Going-Concern in ReWe leicht erklärt + Beispiel

Das Going-Conern-Prinzip besagt, dass bei einer Bewertung der Bilanzposten grundsätzlich von der Geschäftsfortführung ausgegangen wird. Es sei denn, es sprechen tatsächliche oder rechtliche Gegebenheiten dagegen.
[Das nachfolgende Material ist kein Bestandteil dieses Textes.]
PR #317, opened 2022-01-13
Update and rename Docs/AcpiSamples/Source/SSDT-RTC0.dsl to Dokumenty/…

HiKiKoFuToKo:
…AcpiSamples/Źródło/SSDT-RTC0.dsl


HiKiKoFuToKo:
asus ux325

khronokernel:
* Why are you changing the file pathing for a single file and translating it to your own language when the rest of OpenCorePkg is in English.
* Why are adding comments as objects in the source itself instead of as comments?
* This file will not compile as-is due incorrect syntax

Von diesem Prinzip der Unternehmensfortführung ist in der Handelsbilanz (§ 252 HGB) und in der Steuerbilanz (§ 6 EStG) auszugehen.

Nur wenn die Gegebenheiten so konkret sind, dass von einer Unternehmensschließung auszugehen ist, beispielsweise durch Einleitung des Insolvenzverfahrens oder einem behördlichen Produktionsverbots darf eine Ansetzung mit Liquidationswerten erfolgen.

Das Going-Concern-Prinzip gehört zu den Grundbedingungen bei der Erstellung des Jahresabschlusses. Zu diesen Grundbedingungen gehören außerdem noch das Prinzip der Pagatorik (alle Aufwendungen und Erträge müssen auf tatsächlichen Zahlungsvorgängen beruhen) und der Grundsatz der Einzelerfassung und –bewertung.